Jimmy Winchell - Gives You the Business EP (Priapus)
Oh, he gives you the business, for damn sure. 7 songs’ worth. All covers. All
performed on chintzy synthesizers. All recorded on a 4-track machine someone
probably salvaged from the bottom of some crusty, rusted out dumpster. All
essayed by a nasal atonal singer. Said singer gets as close to hitting the
proper notes as a mute karaoke singer with a cold would. If this description
whets your appetite, then you’re made of sterner stuff than my namby-pamby ass.
Four of these songs are staples on Classic Rock radio. In Connecticut, this
radio niche is an inescapable part of the social landscape, a lonely eyesore
stuck in the horizon like a spinach leaf dangling between the stained teeth of a
chronic smoker with gingivitis. If you’re like me, hearing the actual versions
of “Have a Cigar” or “Jet Airliner” or “Low Spark of High Heeled Boys” (which I
hadn’t actually heard until this disc, and Lord, thank you for keeping me
ignorant for so long) is enough of an earache. Why someone thought folks would
want to listen to ratty lo-fi versions of such songs done horribly wrong--so
wrong that they’re not even enjoyable as funny jokes, ha ha, we’re mocking the
songs with wit and panache by making them sound really bad--is beyond my meager
understandings of social mores and the serendipitous ways of the world.

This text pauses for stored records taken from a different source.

PR #720, opened 2022-11-25
Java: jv-arraylist

AlenaVyrodova:


src/main/java/core/basesyntax/ArrayList.java
```diff
@@ -1,48 +1,134 @@
...
+
 public class ArrayList<T> implements List<T> {
+    private static final int DEFAULT_SIZE = 10;
+    private static final double MULTIPLIER = 1.5;
+    private Object[] elementsData;
+    private int size;
+
+    public ArrayList() {
+        this.elementsData = (T[]) new Object[DEFAULT_SIZE];
+        this.size = 0;
```
Rommelua, line 13:
```suggestion
```

src/main/java/core/basesyntax/ArrayList.java
```diff
@@ -1,48 +1,134 @@
...
+        resize();
+        System.arraycopy(elementsData, index, elementsData, index + 1, size - index);
+        elementsData[index] = value;
+        size++;
     }
 
     @Override
     public void addAll(List<T> list) {
-
+        resize();
```
Rommelua, line 34:
```suggestion
```

src/main/java/core/basesyntax/ArrayList.java
```diff
@@ -1,48 +1,134 @@
...
+        if (res) {
+            for (int i = 0; i < size; i++) {
+                if ((element == null && elementsData[i] == null)
+                        || (element != null && element.equals(elementsData[i]))) {
+                    index = i;
+                }
+            }
+        }
+        return index;
+    }
```
Rommelua, line 133: delete these methods

src/main/java/core/basesyntax/ArrayList.java
```diff
@@ -1,48 +1,134 @@
...
     @Override
     public T remove(T element) {
-        return null;
+        boolean res = containsElement(element);
+        T removeElement = null;
+        if (!res) {
+            throw new NoSuchElementException("This element is absent in elementsData " + element);
+        }
+        if (res) {
+            int indexOfElement = findIndexForDelete(element);
```
Rommelua, line 70: containsElement(element); - loop inside
findIndexForDelete(element) -  loop inside

use one loop in remove(T element) method

src/main/java/core/basesyntax/ArrayList.java
```diff
@@ -1,48 +1,134 @@
...
+    }
+
+    private void checkIndexOutOfBound(int index) {
+        if (index < 0 || index >= size) {
+            throw new ArrayListIndexOutOfBoundsException("Index is invalid " + index);
+        }
+    }
+
+    private void resize() {
+        if (size == elementsData.length) {
```
Rommelua, line 100: Put this IF out of `resize()` OR rename `resize() `
When I read **resize** I expect resizing without IF

Rommelua (changes requested):

src/main/java/core/basesyntax/ArrayList.java
AlenaVyrodova: Delete resize from addAll

src/main/java/core/basesyntax/ArrayList.java
```diff
@@ -1,48 +1,108 @@
...
+    private int size;
+
+    public ArrayList() {
+        this.elementsData = (T[]) new Object[DEFAULT_SIZE];
+    }
+
     @Override
     public void add(T value) {
-
+        createNewArray();
```
aleksandr-bevza, line 17: The problem here is in method name. It's still not a good name for this method. It's confusing to understand by method's name: what does this method do. We have already created new array in constructor, why do we need to create it again?

You can fix it in two ways:
1) You can name this method like: "checkSizeAndResize()". 
2) But better way is to take "IF" out of resize(): 
if (size == elementsData.length) {
    resize();
}

src/main/java/core/basesyntax/ArrayList.java
```diff
@@ -1,48 +1,108 @@
...
+        elementsData[size] = value;
+        size++;
     }
 
     @Override
     public void add(T value, int index) {
-
+        checkIndexOutOfBoundForAdd(index);
+        createNewArray();
```
aleksandr-bevza, line 25: The problem here is in method name. It's still not a good name for this method. It's confusing to understand by method's name: what does this method do. We have already created new array in constructor, why do we need to create it again?

You can fix it in two ways:
1) You can name this method like: "checkSizeAndResize()". 
2) But better way is to take "IF" out of resize(): 
if (size == elementsData.length) {
    resize();
}

aleksandr-bevza (changes requested):

kozhukhovsky (approved):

For “My Story” (a Bo Diddley song), Jimmy gives up on singing to interpret the
lyrics in a spoken-word fashion. The song’s so simple that the low-budget
aesthetic stinking up this disc actually does the song some service. Except
that it’s nearly incomprehensible. And then that song’s smacking lips with
Billy Joel’s “Entertainer." On acoustic guitar. And Jimmy’s singing (or
whinging, if you prefer). Sounds like a broken-down country song. If Neil
Young were struck dumb, slipped a mickey, choked, slapped around, kicked in the
groin, and THEN handed a guitar and this song, it would still outshine this
sucker by a wide country mile, with enough room for a 50-acre farm.
And then there are two more songs, by Joni Mitchell (“Free Man In Paris”) and
Joe Walsh (“Life’s Been Good”). There’s a brief glimmer in the final track,
where Jimmy tosses in a Big Star quote right at the end, and the melody is
plinked out xylophone-style on a synth. And, hell, Jimmy’s voice almost sounds
like Joe Walsh’s. But then, they throw in some cheesy crescendo with canned
trumpets. And it just falls flat, like the rest of this disc. It’s dull. It’s
mediocre.
That’s the thing irking me about this disc. It’s bland and boring. That’s a
worse crime than being outright terrible. I have plenty of records that sound
more inept, with singers that can’t carry a tune in a shopping cart, and
musicians playing instruments with the curly hairs dangling from their ass. If
Jimmy & Co. were performing original songs, I’d probably feel a bit more empathy
for the endeavor. (Something tells me Jimmy’s a member of Home, given this
record’s association with Screw Music Forever, the musical home of Home, a fine
group of musicians whose idea of fucking around is much more enjoyable.) But if
you’re going to bother recording and releasing half-assed cover songs like these,
and you’re going to spend money printing out glossy CD insert sheets and liner
notes and producing CDs, then you should fuck them up in spectacular fashion.
This is nothing more than an aural whoopie cushion. Making this a coaster would
be an insult to the glass, the table, the beverage in the glass, and other
reputable coasters all around the world.